Según datos recientes del Consejo del Poder Judicial, sólo en 21 de las 530 resoluciones judiciales estudiadas se apreció la influencia del consumo de sustancias alcohólicas o estupefacientes y en cuatro, la afectación psíquica. La escasa incidencia de este aspecto en la comisión del delito y en su castigo no resta importancia a un debate que confronta el garantismo del entramado jurídico español con la búsqueda de una mayor efectividad en la lucha contra lacras sociales como la que sigue costando la vida a varias decenas de mujeres año tras año.
Puede ser razonable, como sostienen las asociaciones profesionales, que el juez siga disponiendo de la capacidad para discernir cuándo un acusado tuvo la intención premeditada de maltratar y recurrió al alcohol para envalentonarse; y cuándo la ingesta de sustancias nocivas mermó sus facultades psíquicas pero sin que existiera un propósito deliberado de matar o atacar.

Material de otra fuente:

PR #3204, opened 2024-05-05
websocket: 200x faster generate mask

tsctx:
The disadvantage is increased memory usage.
```
benchmark                  time (avg)             (min … max)       p75       p99      p999
------------------------------------------------------------- -----------------------------
• generate
------------------------------------------------------------- -----------------------------
generateMask            15.69 ns/iter      (9.77 ns … 332 ns)  15.14 ns  72.66 ns    180 ns
crypto.randomBytes(4)   3'874 ns/iter   (2'971 ns … 6'260 ns)  4'528 ns  6'086 ns  6'260 ns

summary for generate
  generateMask
   246.99x faster than crypto.randomBytes(4)
```

### DIFF
--- a/lib/web/websocket/frame.js
+++ b/lib/web/websocket/frame.js
@@ -6,7 +6,7 @@ const BUFFER_SIZE = 16386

Pero, al tiempo, resulta una ingenuidad argumentar que puede asociarse inadecuadamente el alcohol a la violencia machista, relativizando las causas más profundas de ésta. Antes al contrario, la consideración de este consumo como un posible atenuante de la pena -tal y como un jurado popular acaba de aplicar al psiquiatra que mató a la joven Nagore Laffage- tiende a trivializar el daño provocado y puede acabar haciendo prevalecer la razón legal del maltratador sobre la legítima defensa de la víctima.